Na sesji rady miasta pojawili się dziś mieszkańcy Kielc, którzy krytykowali prezydenta Bogdana Wentę i jego współpracowników.
- Liczyłem na duże zmiany w Kielcach. Myślałem, że Bogdan Wenta to jest gość, który może zmienić Kielce. Do tej pory obserwowałem to, co się dzieje, ale punktem zapalnym, który sprawił, że przeszedłem do opozycji, był spór o szkołę z Nazaretankami - mówił Kacper Stachurski, który startował do rady z list Projektu Świętokrzyskie Bogdana Wenty.

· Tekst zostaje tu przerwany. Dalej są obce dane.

PR #700, opened 2026-08-11
fix: calculate content metrics across all opportunities

### LINKED ISSUE #662: Content: KPI cards mix page-scoped stats with the brand-wide total
### Problem

Since server-side pagination (#610), `opportunities` holds at most one page (`PAGE_SIZE = 100`). Three KPI cards — High Impact, Avg. Score, Sent — are still computed by filtering/averaging that loaded page, while the Total card next to them shows the server-side count of **all** matching rows. On a brand with more than 100 opportunities the row reads e.g. "Total 340 · High Impact 12 · Avg. Score 61" where the last two describe only the first 100 rows — and they silently change when the user pages. Users read these as brand-wide metrics.

### Evidence

- Page-scoped computation: [web/src/app/%5Blocale%5D/%28dashboard%29/dashboard/content/page.tsx#L364-L371](https://github.com/ansvisor/ansvisor/blob/main/web/src/app/%5Blocale%5D/%28dashboard%29/dashboard/content/page.tsx#L364-L371)
- Server total on the adjacent card: [page.tsx#L449](https://github.com/ansvisor/ansvisor/blob/main/web/src/app/%5Blocale%5D/%28dashboard%29/dashboard/content/page.tsx#L449)
- `PAGE_SIZE = 100`: [web/src/components/table-pager.tsx#L12](https://github.com/ansvisor/ansvisor/blob/main/web/src/components/table-pager.tsx#L12)

### Fix (pick one — the first is the good-first-issue version)

1. **Label version:** add "on this page" subtext to the three page-scoped cards so their scope is explicit, and keep Total as-is.
2. **Data version (larger):** extend the list endpoint to return aggregate counts (high-impact count, avg score, sent count) for the whole filtered set and bind the cards to those.

### Acceptance criteria

- KPI numbers can no longer be misread as brand-wide when they aren't: either correctly scoped labels (option 1) or truly brand-wide values (option 2).
- Paging no longer silently changes unlabeled metrics.

BharadwajKanneveti:
## Summary

Fix content opportunity KPIs being calculated only from the current paginated page.

The High Impact, Avg. Score, and Sent metrics are now calculated server-side across the entire filtered dataset, while pagination continues to apply only to the opportunity list. This keeps KPI values consistent when navigating between pages.

## Related issue

Closes #662

## Type of change

- [ ] `feat` — New feature
- [x] `fix` — Bug fix

## Checklist


gkhngyk (changes requested):
Thanks — moving the KPIs server-side is the right call, and keeping the filter builder in one `applyFilters` helper is clean. One blocking problem before this can go in.

### Blocking: PostgREST aggregate functions are not enabled

`avgScoreQuery` uses `select('opportunity_score.avg()')`. Aggregate functions in `select` are a PostgREST feature that is off unless `db-aggregates-enabled` is turned on, and it is off on our deployment. Verified against the live REST endpoint:

```
GET /rest/v1/content_opportunities?select=opportunity_score.avg()
400 {"code":"PGRST123","message":"Use of aggregate functions is not allowed"}
```

Because `avgError` is rethrown, this doesn't just zero the KPI — the whole `GET /api/content/brand/:brandId` returns 500, so the Content page stops loading entirely. It can't be caught in review by CI since nothing exercises the route against a real PostgREST.

Suggested fix: compute the three aggregates in a single Postgres function and call it with `supabaseAdmin.rpc(...)`. That also collapses the current four round-trips into two — the list plus one aggregate call — which matters here because the aggregates re-scan the filtered set on every page change. Something like:

```sql
create function content_opportunity_aggregates(
  p_brand_id uuid, p_status text, p_impact text, p_type text, p_q text
) returns table (avg_score numeric, high_impact_count bigint, sent_count bigint)
```

with the same filter semantics as `applyFilters`, added as a numbered migration under `supabase/migrations/`.

If you'd rather keep it in JS, the two `head: true` counts are fine as they are — only the average needs another route.

### Non-blocking

- `setAggregates(data.aggregates)` trusts the field to exist. A server that hasn't been redeployed yet returns no `aggregates`, and the KPI cards then read `.avgScore` off `undefined` and crash the page. Worth defaulting: `setAggregates(data.aggregates ?? { avgScore: 0, highImpactCount: 0, sentCount: 0 })`.
- `highImpactQuery` is built even when `impact` is set to something other than `high`, and then never awaited. It's harmless (the builder only runs when awaited), but building it inside the `if` would make the intent obvious.
- The diff reformats the untouched `.order(...)` calls onto three lines each and drops the blank line before the next route handler. Reverting that noise would make the real change much easier to read.

Semantics all look right otherwise: `status` + `.in('status', [...])` correctly yields 0 when the user filters to a non-sent status, and `impact=high` doesn't double-apply the filter.

gkhngyk (changes requested):
This is much better — the RPC is clean, `SECURITY INVOKER` with a grant to `authenticated` is the right call (RLS on `content_opportunities` still applies to a direct caller), four round trips are down to two, and the `data.aggregates ?? …` fallback is in. I checked the aggregate logic against production data and it produces exactly what the issue describes: 766 opportunities for one brand, 372 high-impact, 100 sent — where the old page-scoped calculation could only ever count the 50 rows on screen.

One real fix left.

### The search string diverges between the list and the KPIs

The data query sanitises `q`, the RPC does not:

```js
// list
const search = String(q).replace(/[,()]/g, ' ');
filteredQuery.or(`title.ilike.%${search}%,description.ilike.%${search}%`);

// aggregates
p_q: q ? String(q) : null,
```

So for any query containing `,`, `(` or `)` the two halves of the response describe different result sets — the list searches `foo  bar` while the KPI cards search `foo, bar`. That is the exact class of mismatch this PR exists to remove, just moved from pagination to search.

The stripping is a PostgREST filter-syntax workaround and has no reason to apply to a bound function parameter, but the two must agree. Simplest is to compute it once and pass the same value to both:

```js
const search = q ? String(q).replace(/[,()]/g, ' ') : null;
```

then use `search` inside `applyFilters` and as `p_q`. That keeps today's list behaviour unchanged and makes the aggregates match it exactly.

### Two notes, neither blocking

- **Migration number collision.** #703 also adds a `00050_…`. Whichever merges second needs renumbering to `00051` and a `bash supabase/build-schema.sh` re-run. Nothing wrong on your side — just so it isn't a surprise.
- The migration file has no trailing newline. `build-schema.sh` compensates so `schema.sql` is still valid, but it makes the generated file's spacing inconsistent with every other block.

Ping me once the search value is shared and I'll take another look.

gkhngyk (approved):
Both points addressed exactly — `search` is computed once and feeds `applyFilters` and `p_q`, so the list and the KPI cards can no longer describe different result sets, and the migration ends with a newline. CI is green across all jobs.

Approving. Thanks for the quick turnaround on both rounds — the RPC version is a better piece of code than what the issue asked for.

One thing to expect on merge, not a change request: #703 also adds a `00050_…` migration. Whichever lands second gets renumbered to `00051` with a `bash supabase/build-schema.sh` re-run. I'll handle it on my side if this merges first.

- Mam do pana pretensje, że prowadzi pan wojnę z radnymi. Jeśli radni zdecydują się pokazać panu dziś żółtą kartkę, proszę się nie obrażać. Niech pan to sobie przemyśli, weźmie do serca i to zmieni - dodał.
Kilkugodzinna dyskusja zakończyła się głosowaniem. Wotum zaufania prezydentowi Kielc udzieliło 9 z 25 radnych. 15 osób było przeciw, a jedna wstrzymała się od głosu.
Dwukrotne nieudzielenie wotum zaufania daje radnym możliwość podjęcia uchwały o rozpisaniu referendum w sprawie odwołania prezydenta.